Your description of "how much money providers are willing to risk" is a great
way to approach this. While it doesn't probably give you the most universal
view on redundancy - it is a good, comparative measure of how much companies
are willing to risk if their services go down.

Building multi-cloud services is of course a way to try and avoid this, but I
would say that this approach isn't very well adopted as of yet.

Having said that, those utilising cloud hosting services will need to balance
their own risk levels with those of the companies they are looking at and find
the best match. Another way to approach this is to ask; how much am I willing
to risk my business for the benefit of this company offering me a cloud
hosting service?

------
earlz
I know they're not the same, or even the same target market and demographic..
but can anyone explain why a VPS host like linode can manage to keep my VPS up
for >6 months without reboot, while AWS or Azure can barely manage 1 month?

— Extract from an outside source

PR #1126, opened 2022-04-28
Add MSG_STATUS_JOURNAL [4.1.x]

silverjam:
# Description

@swift-nav/devinfra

I know the whole "you're suppose to use availability sets for redundancy" or
equivalent speak.. but there are a lot of times when this just is not
possible, not to mention potentially doubling the cost when you do this

------
srcmap
Just suffered my first app down for a few hours after 460+ days of uptime. The
cause was SSD read errors, which trigger ext4 journaling errors and Linux turn
fs into read only mode. From that point on the app failed because logging api
failed.

Just curious, does your SLA cover such outage case? My service provide said
everything is normal from their POV which is kind of true.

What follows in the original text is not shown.